§ **ENTRIES SHOWN**:

PR #609, opened 2023-04-26
Feat 666

dhenkel92:


common/secret/token.ts
```diff
@@ -105,7 +106,9 @@ export async function requestToken(
 
 // The token returned by this function MAY NEVER be persisted and may only be sent to the user by email
 // If newEmail ist set, the token MUST be sent to that new email
-export async function createSecretEmailToken(user: User, newEmail?: string) {
+export async function createSecretEmailToken(user: User, description?: string): Promise<string>;
+export async function createSecretEmailToken(user: User, description?: string, expiresAt?: Moment): Promise<string>;
```
Jonasdoubleyou, line 110: Are these overloads needed?

Jonasdoubleyou: Also for the EMAIL_TOKEN we 'abuse' the description field to change the email, thus I prefer to keep the name pf the parameter 'newEmail'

§ **EXERCISE GOAL**:
Print the records above exactly as written.

§ **ANSWER SECTION**:
PR #609, opened 2023-04-26
Feat 666

dhenkel92:


common/secret/token.ts
```diff
@@ -105,7 +106,9 @@ export async function requestToken(
 
 // The token returned by this function MAY NEVER be persisted and may only be sent to the user by email
 // If newEmail ist set, the token MUST be sent to that new email
-export async function createSecretEmailToken(user: User, newEmail?: string) {
+export async function createSecretEmailToken(user: User, description?: string): Promise<string>;
+export async function createSecretEmailToken(user: User, description?: string, expiresAt?: Moment): Promise<string>;
```
Jonasdoubleyou, line 110: Are these overloads needed?

Jonasdoubleyou: Also for the EMAIL_TOKEN we 'abuse' the description field to change the email, thus I prefer to keep the name pf the parameter 'newEmail'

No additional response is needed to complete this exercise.